* _EXERCISE DATA_

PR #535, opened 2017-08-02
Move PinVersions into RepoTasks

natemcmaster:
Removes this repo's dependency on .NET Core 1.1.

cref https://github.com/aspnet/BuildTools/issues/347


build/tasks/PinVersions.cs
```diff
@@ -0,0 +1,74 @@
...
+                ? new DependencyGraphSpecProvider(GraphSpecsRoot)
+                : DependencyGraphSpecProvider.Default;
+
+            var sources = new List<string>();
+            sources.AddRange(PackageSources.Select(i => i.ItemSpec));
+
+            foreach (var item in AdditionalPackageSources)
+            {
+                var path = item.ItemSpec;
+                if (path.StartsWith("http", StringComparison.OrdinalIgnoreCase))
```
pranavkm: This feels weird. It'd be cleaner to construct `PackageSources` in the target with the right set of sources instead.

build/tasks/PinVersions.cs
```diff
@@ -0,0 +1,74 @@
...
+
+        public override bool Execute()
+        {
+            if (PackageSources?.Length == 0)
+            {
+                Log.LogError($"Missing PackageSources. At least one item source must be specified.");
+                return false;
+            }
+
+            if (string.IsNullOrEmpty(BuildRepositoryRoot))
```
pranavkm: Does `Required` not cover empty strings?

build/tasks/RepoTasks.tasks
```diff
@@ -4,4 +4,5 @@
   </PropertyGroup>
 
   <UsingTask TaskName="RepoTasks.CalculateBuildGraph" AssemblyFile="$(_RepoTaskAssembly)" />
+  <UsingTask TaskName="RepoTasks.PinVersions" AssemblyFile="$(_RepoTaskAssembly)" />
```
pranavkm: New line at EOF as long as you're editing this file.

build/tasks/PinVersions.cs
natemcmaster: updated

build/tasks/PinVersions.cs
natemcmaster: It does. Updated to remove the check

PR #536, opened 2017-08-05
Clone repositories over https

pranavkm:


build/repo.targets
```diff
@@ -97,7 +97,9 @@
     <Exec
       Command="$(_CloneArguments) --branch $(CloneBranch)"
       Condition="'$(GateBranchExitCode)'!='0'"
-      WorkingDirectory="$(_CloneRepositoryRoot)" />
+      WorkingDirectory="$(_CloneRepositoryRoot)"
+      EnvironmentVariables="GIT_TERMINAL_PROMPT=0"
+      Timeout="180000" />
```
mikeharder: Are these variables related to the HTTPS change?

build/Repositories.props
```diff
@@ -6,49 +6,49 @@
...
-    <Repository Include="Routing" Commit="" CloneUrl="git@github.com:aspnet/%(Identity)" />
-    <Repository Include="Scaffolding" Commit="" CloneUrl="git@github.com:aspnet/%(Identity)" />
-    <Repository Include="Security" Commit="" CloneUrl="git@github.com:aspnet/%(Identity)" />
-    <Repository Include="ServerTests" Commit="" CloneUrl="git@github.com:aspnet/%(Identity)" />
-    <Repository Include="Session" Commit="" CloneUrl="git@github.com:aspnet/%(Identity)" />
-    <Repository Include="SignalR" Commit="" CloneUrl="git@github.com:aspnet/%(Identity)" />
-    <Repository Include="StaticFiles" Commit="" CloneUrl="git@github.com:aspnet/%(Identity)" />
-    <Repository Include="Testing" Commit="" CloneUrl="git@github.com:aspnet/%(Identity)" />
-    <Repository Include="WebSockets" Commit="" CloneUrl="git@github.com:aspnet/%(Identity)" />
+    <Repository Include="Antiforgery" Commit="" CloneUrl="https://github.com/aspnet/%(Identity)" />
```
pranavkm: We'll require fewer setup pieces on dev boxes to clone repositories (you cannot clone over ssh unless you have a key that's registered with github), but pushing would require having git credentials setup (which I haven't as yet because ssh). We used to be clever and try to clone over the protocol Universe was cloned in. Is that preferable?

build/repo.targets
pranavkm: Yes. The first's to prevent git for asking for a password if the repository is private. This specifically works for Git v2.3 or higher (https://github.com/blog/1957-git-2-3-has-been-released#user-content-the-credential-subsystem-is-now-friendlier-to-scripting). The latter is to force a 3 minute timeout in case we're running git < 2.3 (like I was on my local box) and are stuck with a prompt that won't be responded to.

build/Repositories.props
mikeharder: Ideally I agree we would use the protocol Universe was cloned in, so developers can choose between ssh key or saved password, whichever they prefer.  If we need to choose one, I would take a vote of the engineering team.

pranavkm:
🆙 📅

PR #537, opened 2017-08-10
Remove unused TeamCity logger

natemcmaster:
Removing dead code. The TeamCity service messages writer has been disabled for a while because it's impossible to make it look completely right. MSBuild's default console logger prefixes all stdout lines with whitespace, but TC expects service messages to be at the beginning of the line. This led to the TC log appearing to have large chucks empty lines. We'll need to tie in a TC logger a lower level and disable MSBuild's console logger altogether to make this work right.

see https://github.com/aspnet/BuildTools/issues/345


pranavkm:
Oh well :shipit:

--

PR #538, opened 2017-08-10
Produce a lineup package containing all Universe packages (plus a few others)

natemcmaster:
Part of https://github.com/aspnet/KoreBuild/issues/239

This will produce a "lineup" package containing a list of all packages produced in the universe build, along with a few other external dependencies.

* _TASK TO COMPLETE_
If the word "CloneUrl" is on a line above, return that line.

* _RESPONSE AREA_
-    <Repository Include="Routing" Commit="" CloneUrl="git@github.com:aspnet/%(Identity)" />
-    <Repository Include="Scaffolding" Commit="" CloneUrl="git@github.com:aspnet/%(Identity)" />
-    <Repository Include="Security" Commit="" CloneUrl="git@github.com:aspnet/%(Identity)" />
-    <Repository Include="ServerTests" Commit="" CloneUrl="git@github.com:aspnet/%(Identity)" />
-    <Repository Include="Session" Commit="" CloneUrl="git@github.com:aspnet/%(Identity)" />
-    <Repository Include="SignalR" Commit="" CloneUrl="git@github.com:aspnet/%(Identity)" />
-    <Repository Include="StaticFiles" Commit="" CloneUrl="git@github.com:aspnet/%(Identity)" />
-    <Repository Include="Testing" Commit="" CloneUrl="git@github.com:aspnet/%(Identity)" />
-    <Repository Include="WebSockets" Commit="" CloneUrl="git@github.com:aspnet/%(Identity)" />
+    <Repository Include="Antiforgery" Commit="" CloneUrl="https://github.com/aspnet/%(Identity)" />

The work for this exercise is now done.